Tag: poor judgment

The Killing

With great frequency, climbing the two hundred and three stairs to our house in Guanajuato, I see young A. sitting with his friend on the stairs just outside his very modest house—crude stone walls with dirt for mortar, metal laminate roof. A. is young and shy. Over the years, I have engaged him by asking him questions about mathematics. It started out as two and two, then two and two and two; then, more complicated additions. We used to call him The Accountant, and he seemed to like that. He’s a bright kid. Maybe six or seven now.

His sister I. used to sit a little higher on the stairs with her next door neighbor M. At first, they just tittered when we spoke to them. I used to say, “I’m hearing what you’re saying,” because their heads were always very close together, as they chatted, and their eyes gleamed with pre-teen secrecy. Of course, I couldn’t hear; they knew that; but just being addressed sent them into a pre-teen tizzy. Especially by an old guy who was a gringo at that. Then, abruptly, I. had a boyfriend and M. sat alone on the steps, looking abandoned. The boy was older. I. needed the attention. She had probably just turned thirteen. Many girls are pregnant at that age, giving in to the pressure of an older boy. Now I notice she is no longer around. I don’t know what has become of her.

The Accountant and I. are brother and sister, I think. I am not sure. Their father’s name I never quite learned. When I went off in the morning to write at the Café Antik, I used to see him returning from the mine—I’ve never learned which one. He was on the night shift. And then he had his accident. Something fell on his head, and chances are it was part of the mine. He seemed different afterward.

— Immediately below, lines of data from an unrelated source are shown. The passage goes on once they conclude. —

PR #192, opened 2026-06-09
chore(deps): upgrade aws-cdk-lib to upgrade Node.js runtime

### LINKED ISSUE #191: LogRetention Lambda functions on outdated Node.js 20.x runtime
The CDK stack deploys a Lambda function to manage log retention. These functions use a Node.js runtime that is controlled by the aws-cdk-lib version that we use to deploy the stack. To upgrade the Node.js runtime to 22.x we will need to upgrade to a newer version of aws-cdk-lib. Right now we are pinned to 2.177.x in uv.lock but the latest version is 2.258.x

cc @botanical

hrodmn:
I checked locally and by upgrading to aws-cdk-lib==2.258.1 the runtime should get upgraded to Node.js 22.x

resolves #191

### DIFF
--- a/.github/actions/cdk-deploy/action.yml
+++ b/.github/actions/cdk-deploy/action.yml
@@ -32,10 +32,6 @@ runs:
         path: ~/.npm
         key: ${{ runner.os }}-build-${{ env.cache-name }}-${{ hashFiles('**/package-lock.json') }}
 
-    - name: Install AWS CDK
-      shell: bash
-      run: npm install -g aws-cdk@2
-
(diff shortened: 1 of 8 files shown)


botanical (approved):
Pulled locally to test these changes using test-cdk-synth and it works for me! Do you think it's worth adding an `.nvmrc` file?

hrodmn:
> Pulled locally to test these changes using test-cdk-synth and it works for me! Do you think it's worth adding an .nvmrc file?

Sure we could do that!

PR #193, opened 2026-06-09
chore: record httpx2 traffic with vcr-py

### LINKED ISSUE #194: after httpx2 switch some pytest tests are becoming flaky
I am not 100% sure about the source of the problem but I have been experiencing intermittent pytest failures in a few cases today. I had a bot do some digging and it appears to be related to the vcr-py fixtures not properly catching requests from httpx2.

See this CI run for an example of what we are seeing: https://github.com/developmentseed/titiler-cmr/actions/runs/27223525881/job/80390112598?pr=192

hrodmn:
These new fixtures were generated by GPT-5.4!

Resolves #194

### DIFF
--- a/tests/cassettes/test_xarray_backend/test_timeseries_gif.yaml
+++ b/tests/cassettes/test_xarray_backend/test_timeseries_gif.yaml
@@ -1,0 +1,153 @@
+interactions:
+- request:
+    body: ''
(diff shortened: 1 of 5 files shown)


chuckwondo (approved):
Thanks @hrodmn!

PR #197, opened 2026-06-17
ci: set default branch to main in deploy-dev action workflow

hrodmn:
I was confused when trying to run the deploy-dev action with the default settings because I didn't notice that it was still trying to deploy the non-existent `develop` branch!


chuckwondo (approved):
Ugh! Good catch!

PR #202, opened 2026-06-18
fix: install titiler 2.0.5 to avoid missing httpx dependency

hrodmn:
Our dependency upgrades from #198 dropped `httpx` as a (non-dev) dependency which broke titiler/cmr/reader.py when it tried importing `httpx` in `titiler.xarray.io`. This was a bug (https://github.com/developmentseed/titiler/issues/1432) that is now fixed in titiler 2.0.5!

We can fully eliminate httpx as a dependency once titiler 2.1.0 comes out but for now we will need to keep httpx and httpx2 installed.


chuckwondo (approved):
Good catch @hrodmn!

PR #205, opened 2026-06-27
fix: add granule_ur to compatibility params and response

### LINKED ISSUE #204: Add granule_ur to the /compatibility endpoint
## Goal

Allow `/compatibility` callers to pass an optional `granule_ur` query parameter so compatibility checks can run against a known granule instead of always using the first sampled granule. Return the sampled `granule_ur` in the response so callers know which granule was evaluated.

## Proposal

- Add `granule_ur` as an optional `/compatibility` query parameter.
- Use it when building the CMR `GranuleSearch` for the sample granule.
- Include the sampled granule's `granule_ur` in the `/compatibility` response.
- Preserve the current behavior when `granule_ur` is omitted.

## Acceptance criteria

- [ ] `/compatibility?collection_concept_id=...&granule_ur=...` evaluates compatibility against the requested granule.
- [ ] `/compatibility` responses include the sampled `granule_ur`.
- [ ] Existing `/compatibility` requests without `granule_ur` behave as they do today.
- [ ] Tests cover forwarding, use, and response serialization of the optional parameter.

hrodmn:
This makes it possible to test the compatibility of a specific granule, which can be useful since we allow users to make tile requests for specific granules.

I also tucked in a change to one of the pydantic models for CMR collection search results to solve a model validation error when one of the fields was missing.

broken request: `https://v4jec6i5c0.execute-api.us-west-2.amazonaws.com/compatibility?collection_concept_id=C1426396538-LANCEMODIS`

result:
```
{"detail":"1 validation error for CollectionSearchResponse\nitems.0.umm.SpatialExtent.HorizontalSpatialDomain.ResolutionAndCoordinateSystem.HorizontalDataResolution.GenericResolutions.0.XDimension\n  Field required [type=missing, input_value={'YDimension': 250, 'Unit': 'Not provided'}, input_type=dict]\n    For further information visit https://errors.pydantic.dev/2.13/v/missing"}
```

resolves #204

### DIFF
--- a/README.md
+++ b/README.md
@@ -22,7 +22,7 @@ See also the [API documentation](https://staging.openveda.cloud/api/titiler-cmr/
 
 - Render tiles from assets discovered via queries to [NASA's CMR](https://cmr.earthdata.nasa.gov/search)
 - Two backends: **xarray** (`/xarray`) for NetCDF/HDF5 datasets and **rasterio** (`/rasterio`) for GeoTIFF/COG assets
-- `/compatibility` helps inspect sample granules, including optional `granule_ur` and `group` selection plus lightweight group discovery for hierarchical HDF5 and NetCDF assets
+- `/compatibility` helps inspect sample granules, including optional `granule_ur`, `group`, and `skip_variable_statistics` controls plus lightweight group discovery for hierarchical HDF5 and NetCDF assets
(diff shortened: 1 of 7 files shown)


chuckwondo (approved):
Nice additions!

PR #211, opened 2026-07-02
chore: update compatibility report

hrodmn:
Good news! We are up to 931 compatible collections (from 719 from the last run).

This pairs with the output generated by the titiler-cmr-compatibility repo (https://github.com/developmentseed/titiler-cmr-compatibility/pull/2)

I built the docs site with the new report: https://developmentseed.org/titiler-cmr/chore-update-compatibility-report/compatibility/report/

resolves https://github.com/NASA-IMPACT/veda-odd/issues/397


chuckwondo (approved):
Nice! LGTM!

abarciauskas-bgse:
The report LGTM, but I have a few questions/observations about the results I want to jot down before I forget:

1. In the original report there were 1208 datasets found to be incompatible because of "group structure" but the re-run found 212 more datasets to be compatible. Recognizing that we probably can't claim for certain, without an evaluation of the parquet files from both reports, that all 212 newly compatible dataset were all from the original report's group structure classification, do you have a sense of if the failures for datasets with group structure were due to "missing spatial coordinate metadata"?
2. I wonder if it might be worth doing a straight comparison of the parquet files to make sure that none of the datasets that were deemed incompatible in this report were found compatible during the first report (and vice versa).
3. I wasn't familiar with what an IMDS token is, might be worth including an explanation.

PR #215, opened 2026-08-26
docs: add categorical statistics examples

### LINKED ISSUE #213: Expand the statistics endpoint documentation
Before we expand the usage of titiler-cmr's statistics endpoint it would be great to expand the documentation site to include an example of how to use it for categorical datasets: `categorical=True`. A good example dataset for this will be something like the Opera Disturbance collection (`collection_concept_id=C2519119034-LPCLOUD`).

Another good thing to test/explore is the `max_size` query parameter that controls the maximum size of the array that gets loaded by rio-tiler. We should have a sense for what the default behavior is and how it can be used to control the memory footprint of the statistics calculation in the Lambda function.

chuckwondo:
Covers the rasterio backend and asset selection, categorical statistics, the OPERA DIST-ANN class codes, aligning timesteps with c, and the parameters that change the numbers: max_size, reproject, and dst_crs.

Closes #213


chuckwondo:
@hrodmn, I found the missing cells that I mentioned on our call today. Turns out that they hadn't gone missing. Everything was still there, but a bug in VS Code's notebook rendering caused them to disappear from view.  A bit of digging revealed that a missing heading in the first column of a table was the problem.  Rendering in jupyter lab worked fine to begin with, but VS Code required me to add a heading to make the table show up.  Ugh!

Anyway, I force pushed an amended commit that fixes the rendering problem in VS Code.

hrodmn (approved):
Thanks for this addition @chuckwondo! Like we discussed yesterday I think we could bring your breakdown of the `categorical` + `c` + `max_size` + `dst_crs` args to the upstream docs in the titiler repo cc @vincentsarago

He drank more, he made less sense when he talked and he began asking for handouts. He was out of work a lot, I am told because he went on binges, and perhaps because the mine wanted sober miners who were not a danger to other miners in the sense of not being able to carry out basic responsibilities.

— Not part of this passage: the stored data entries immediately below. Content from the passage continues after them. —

PR #385, opened 2023-12-12
Add command completions and move completions to the server

PCSwingle:
TODO:
- [x] Finish completion lists for all commands.
- [x] Add completions for everything other than commands (function/class names, filenames, etc.)
- [x] Change command arguments to [IBM Command Syntax](https://www.ibm.com/docs/en/spectrum-archive-ee/1.2.6.0?topic=reference-command-syntax)

### DIFF
--- a/mentat/auto_completer.py
+++ b/mentat/auto_completer.py
@@ -16,6 +16,8 @@ from mentat.utils import get_relative_path
 
 SECONDS_BETWEEN_REFRESH = 5
 
+whitespace = " \t\r\n"
+
 
 class Completion(TypedDict):
     """
@@ -98,7 +100,9 @@ class AutoCompleter:
             for completion in filtered_completions
         ]
 
-    def _partial_shlex_split(self, argument_buffer: str) -> tuple[List[str], bool]:
+    def _partial_shlex_split(
+        self, argument_buffer: str
+    ) -> tuple[List[str], bool, bool]:
         """
         Handles unescaped backslashes and unclosed quotation marks
         """
@@ -116,10 +120,13 @@ class AutoCompleter:
                 in_quote = True
             elif "escaped" in str(e):
                 # Remove the offending backslash and pretend it isn't there
-                return self._partial_shlex_split(argument_buffer[:-1])
+                split_buffer, in_quote, _ = self._partial_shlex_split(
+                    argument_buffer[:-1]
+                )
+                return split_buffer, in_quote, True
             else:
                 raise ValueError(f"shlex.split raised unexpected error: {e}")
-        return split_buffer, in_quote
+        return split_buffer, in_quote, False
 
     def _find_shlex_last_word_position(
         self, argument_buffer: str, num_words: int
@@ -135,8 +142,6 @@ class AutoCompleter:
         return 0 if not remaining else -len(remaining[0])
 
     def _command_argument_completion(self, buffer: str) -> List[Completion]:
-        whitespace = " \t\r\n"
-
         if not any(space in buffer for space in whitespace):
             return self._replace_last_word(
                 buffer, [(name, name) for name in Command.get_command_names()]
@@ -152,10 +157,16 @@ class AutoCompleter:
             # shlex fails if there are uncompleted quotations or backslashes not escaping anything;
             # we check for this and try to complete the quotations/backslashes, so that we can get the
             # actual escaped last_word argument to compare against our possible completions.
-            split_buffer, in_quote = self._partial_shlex_split(argument_buffer)
+            split_buffer, in_quote, unescaped = self._partial_shlex_split(
+                argument_buffer
+            )
             last_word_position = self._find_shlex_last_word_position(
                 argument_buffer, len(split_buffer)
             )
+
+            # If we removed an ending \ and before it was whitespace, we need to move on one argument
+            if unescaped and buffer[-2] in whitespace:
+                split_buffer.append("")
 
             # shlex.split doesn't count the ending space
             if buffer[-1] in whitespace and not in_quote:
--- a/mentat/auto_completer.py
+++ b/mentat/auto_completer.py
@@ -1,0 +1,259 @@
+import shlex
+from typing import List, TypedDict
+
+from mentat.command.command import Command
+
+
+class Completion(TypedDict):
+    """
+    Represents a single unserialized auto-completion suggestion
+    """
+
+    # The completion to add to the buffer
+    content: str
+    # Number of characters from the cursor the completion should be placed (negative means backwards)
+    position: int
+    # The display name; if not given, will default to content
+    display: str | None
+
+
+whitespace = " \t\r\n"
+
+
+def _replace_last_word(
+    last_word: str, completions: List[tuple[str, str]], position: int | None = None
+) -> List[Completion]:
+    """
+    Takes a list of string completions along with their displays, and filters to match only completions
+    whose displays start with the last word, and then returns a list of Completions that will replace that word
+    """
+    filtered_completions = [
+        completion for completion in completions if completion[1].startswith(last_word)
+    ]
+    return [
+        Completion(
+            content=completion[0],
+            position=-len(last_word) if position is None else position,
+            display=completion[1],
+        )
+        for completion in filtered_completions
+    ]
+
+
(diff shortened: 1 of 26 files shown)


PCSwingle:
There are a whole lot of edge cases when it comes to the commands autocomplete (because we use shlex.split to split arguments); I've done a bunch of testing already, but very possibly missed something. If you want to smoke test the command auto complete using ', ", and \ (single and double quotes behave differently; in single quotes, backslashes aren't escape characters, but they are in double quotes) that would be great!

jakethekoenig:
Thanks so much! Looking at the code now. Some things I've noticed:
* When you tab complete a directory terminals add a trailing slash. It would be nice if we could too.
* When you tab complete a string with a quote the quote is removed. E.g. `"test` and `t"es` complete to `tests`.
* File tab completion should work in the `/run` command. It would be really great if you could get what the underlying shell would complete for a given token to also autocomplete things like pytest. Not sure if that's possible.

mentat/command/commands/search.py
```diff
@@ -36,10 +41,19 @@ async def apply(self, *args: str) -> None:
...
+        return [CommandArgument("required", "query")]
+
+    @override
     @classmethod
-    def argument_names(cls) -> list[str]:
-        return ["search_query"]
+    def argument_autocompletions(
+        cls, arguments: list[str], argument_position: int
+    ) -> list[str]:
+        return []
```
jakethekoenig, line 54: Should search have the same autocompletes as normal prompt mode?

mentat/command/command.py
```diff
@@ -37,18 +49,24 @@ def get_command_names(cls) -> list[str]:
...
     @abstractmethod
     async def apply(self, *args: str) -> None:
         pass
 
-    # TODO: make more robust way to specify arguments for commands
     @classmethod
     @abstractmethod
-    def argument_names(cls) -> list[str]:
+    def arguments(cls) -> List[CommandArgument]:
+        pass
```
jakethekoenig, line 59: Since a super majority of commands have no arguments I think it makes sense to make a default implementation for these two methods that returns `[]`.

mentat/llm_api_handler.py
```diff
@@ -122,45 +122,39 @@ def prompt_tokens(messages: list[ChatCompletionMessageParam], model: str):
     return num_tokens
 
 
+known_models = {
+    "gpt-4-1106-preview": (128000, 0.01, 0.03),
```
jakethekoenig, line 126: I'd prefer this tuple to be a dict with `context_size` and `pricing`. We may want to add more properties later.

mentat/session.py
```diff
@@ -100,6 +102,18 @@ def __init__(
         for path in paths:
             code_context.include(path, exclude_patterns=exclude_paths)
 
+    def _create_task(self, coro: Coroutine[None, None, Any]):
```
jakethekoenig, line 105: This is the same as the one in the clients right? I wonder if it makes sense to make them inherit it from an abstract `TaskManager` class? Might make it more confusing rather than less though.

mentat/session_input.py
```diff
@@ -57,9 +57,10 @@ async def collect_input_with_commands() -> StreamMessage:
     response = await collect_user_input()
     while isinstance(response.data, str) and response.data.startswith("/"):
         try:
-            arguments = shlex.split(response.data[1:])
-            command = Command.create_command(arguments[0])
-            await command.apply(*arguments[1:])
+            # We only use shlex to split the arguments, not the command itself
+            arguments = shlex.split(" ".join(response.data.split(" ")[1:]))
```
jakethekoenig, line 61: `split` has a maximum number arg which you can use instead of splitting and rejoining. e.g. `response.data.split(" ", 1)[1]` is equivalent to this argument.

jakethekoenig:
Another nice things shells do which I think you should as well: If there's only one possible completion and the user hits tab after inserting the completion add a space.

jakethekoenig (commented):
Thanks so much for doing this! It feels really great.

PCSwingle:
> Thanks so much! Looking at the code now. Some things I've noticed:
> 
> * When you tab complete a directory terminals add a trailing slash. It would be nice if we could too.
Oh, I meant to do this and completely forgot; thanks for bringing this up!
> * When you tab complete a string with a quote the quote is removed. E.g. `"test` and `t"es` complete to `tests`.
This is because we're doing shlex and quotes are treated as quotes; so they aren't actually part of the text (unless you surround it in ' or escape it with \). The reason autocomplete still works with t"es is because you could end it t"es"t which would evaluate to test so it's still technically could evaluate to test. 
> * File tab completion should work in the `/run` command. It would be really great if you could get what the underlying shell would complete for a given token to also autocomplete things like pytest. Not sure if that's possible.
I like this idea, let me add it! I don't know how shells do that, I might look into that and see if it's possible, but probably not even worth the effort given it's only one command (even though it would be very cool)

PCSwingle:
> Another nice things shells do which I think you should as well: If there's only one possible completion and the user hits tab after inserting the completion add a space.

Unfortunately prompt toolkits autocomplete is a bit weird and it won't recheck for new completions after pressing tab (so then you'll still have to delete the space and press it again to reactivate completions for the next argument). This actually makes the new trailing / that I added to directories a bit weird as well; I now add a trailing slash, but you can't jump into autocompleting the next part of the path (because of this annoying prompt toolkit quirk). I actually might have preferred it before the trailing slash; let me know what you think @jakethekoenig

mentat/auto_completer.py
```diff
@@ -0,0 +1,276 @@
...
+from pygments.token import Token
+from pygments.util import ClassNotFound
+
+from mentat.command.command import Command
+from mentat.session_context import SESSION_CONTEXT
+from mentat.utils import get_relative_path
+
+SECONDS_BETWEEN_REFRESH = 5
+
+whitespace = " \t\r\n"
```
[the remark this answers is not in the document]
PCSwingle: The reason I use this is actually because it's the same whitespace string that shlex uses; I could use .isspace but I think I'll keep this just for slight consistency with shlex.

mentat/command/commands/search.py
PCSwingle: Hmm good point; one thing that makes it a bit weird is that search is still a terminal command, so it's arguments are actually split up by space and processed with shlex (so quotes and backslashes will be treated weird). We could change it so only the search command just receives it's argument as the raw text it's user input, but that would be weird making an exception for only one command. Either way I like this idea and I think I'll implement it

jakethekoenig:
> > Another nice things shells do which I think you should as well: If there's only one possible completion and the user hits tab after inserting the completion add a space.
> 
> Unfortunately prompt toolkits autocomplete is a bit weird and it won't recheck for new completions after pressing tab (so then you'll still have to delete the space and press it again to reactivate completions for the next argument). This actually makes the new trailing / that I added to directories a bit weird as well; I now add a trailing slash, but you can't jump into autocompleting the next part of the path (because of this annoying prompt toolkit quirk). I actually might have preferred it before the trailing slash; let me know what you think @jakethekoenig

Ugh yeah that is annoying. It is better the other way I guess so they can type `/` and see the completions for the  subdirectory

mentat/command/command.py
PCSwingle: I was thinking about this, but I think it's best to keep it explicit because otherwise I could see somebody adding a command and not realizing that they can add these functions. This way, it barely takes any extra time when adding a command, and you have to at least think about whether or not you want auto completions and arguments for this command.

mentat/session.py
PCSwingle: If we have more than 2 places we need this functionality we can make a superclass haha

mentat/session_input.py
PCSwingle: I was using that but then I have to check if the list is empty (since [1] returns index out of range error) and I eventually decided that this was cleaner

PCSwingle:
> Ugh yeah that is annoying. It is better the other way I guess so they can type `/` and see the completions for the subdirectory

Unfortunately agree :upside_down_face: 

TODO:
- [ ] Change back to no trailing slash
- [ ] Change model context size and price to TypedDict or attr
- [ ] Change /exclude to only autocomplete files in include_files? this might be too much work for a small thing, but would be a really nice touch

jakethekoenig (approved):

PR #386, opened 2023-12-13
insert code_message before conversation, right after system_prompt

granawkins:


biobootloader:
I'm going to run a few comparisons before approving, but expect this to be an improvement! Especially for longer context scenarios.

biobootloader (approved):
I ran several times both on this commit and the previous commit with high amounts of context (`mentat -a --auto-tokens 64000`) and it does seem to be significantly better. Still struggles sometimes with that much context though.

I also had a longer conversation with it on a smaller context setting to make sure it held up, and it seemed to.

PR #388, opened 2023-12-13
relax constraints for jsonschema package

rupurt:


PCSwingle (approved):
Just checked and this version should work fine; is there a specific reason you want a lower version of jsonschema? Does it conflict with a different package you're using?

rupurt:
Yeah. It conflicts with a mainframe package https://github.com/zowe/zowe-client-python-sdk

PCSwingle (approved):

He began hanging out with the Usual Suspects, in the privada—side alley—just down the steps from us. We are currently traveling, and so I do not know exactly what happened, except that two days ago—according to the police—he was attacked in broad daylight (noon) by someone coming out of the privada. The person came up behind him and I suppose struck him—possibly on the spot where the mine had struck him earlier.

And now he is dead.

I have not used the word murdered. If someone killed him, I am fairly sure it was not premeditated. In one previous incident, which I have already written about—the incident of the brick fight, one of my first posts on the neighborhood—I was standing six feet from a neighbor when Q. walked up to him—minutes after the brick fight—and struck him on the head four times with a light metal pipe. In another incident, much later, I saw T. come up behind his drunk father, who had climbed up from the privada to rail against a public neighborhood organizing meeting. T. stood behind his father holding a good-sized rock, poised, it seemed, to bash him on the head, if there was no other way to control him. A very curious behavior for an otherwise obedient son. So in our barrio, bashing someone on the head is not an unusual recourse for punctuating disputes.

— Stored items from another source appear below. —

PR #389, opened 2023-12-13
BenchmarkResult class introduced

jakethekoenig:
Miscellaneous Changes
* `session_context` added to `session` and used to access transcripts and costs.
* cost added to benchmark dashboard.

Todo:
* [ ] Use same BenchmarkResult in benchmark_runner.
* [ ] Make BenchmarkResultSummary class.
* [ ] Make dashboard for benchmark_runner.

### DIFF
--- a/tests/benchmarks/benchmark_result.py
+++ b/tests/benchmarks/benchmark_result.py
@@ -1,0 +1,29 @@
+import json
+from typing import Optional
+
+import attr
+
+from mentat.transcripts import Transcript
+
+
+@attr.define
+class BenchmarkResult:
+    iterations: int
+    passed: bool
+    name: str
+    cost: float
+    tokens: int
+    transcript: Optional[Transcript] = attr.ib(default=None)
+    instructions: Optional[str] = attr.ib(default=None)
+    code: Optional[str] = attr.ib(default=None)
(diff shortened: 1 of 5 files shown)


tests/benchmarks/benchmark_result.py
```diff
@@ -0,0 +1,29 @@
+import json
+from typing import Optional
+
+import attr
+
+from mentat.transcripts import Transcript
+
+
+@attr.define
+class BenchmarkResult:
```
PCSwingle, line 10: I would've preferred to make this a TypedDict if 3.11 was our minimum version (NotRequired was added), but for 3.10 support I think this (with to_json and from_json) is definitely the best call.

PCSwingle (approved):
Thanks for adding this!

jakethekoenig:
> Thanks for adding this!

I was going to add the todos to this PR but since you've approved it and this change sort of stands alone I'll go ahead and merge.

PCSwingle:
> > Thanks for adding this!
> 
> I was going to add the todos to this PR but since you've approved it and this change sort of stands alone I'll go ahead and merge.

Oh yeah I somehow completely missed the todo's when I reviewed this; either way, this is a good modular change so I'm happy with having a small PR like this.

The Police—through their own connections—have a recording of the attack, from the surveillance cameras. There is not much more I can say at this distance, or want to say. Whoever attacked the victim must have been high on the usual substances: paint thinner, MagicMarker, airplane glue, etc. The effect of those chemicals is that you are aggressive and have very poor judgment—such as carrying out the act right in front of the cameras.

The neighbors are lying low, because now we enter the period when the privada realizes they’re in trouble again—with the police—and they are sending out their aunts, mothers and wives to find out who knows what. Of course, no one is saying very much—including, at this point, myself.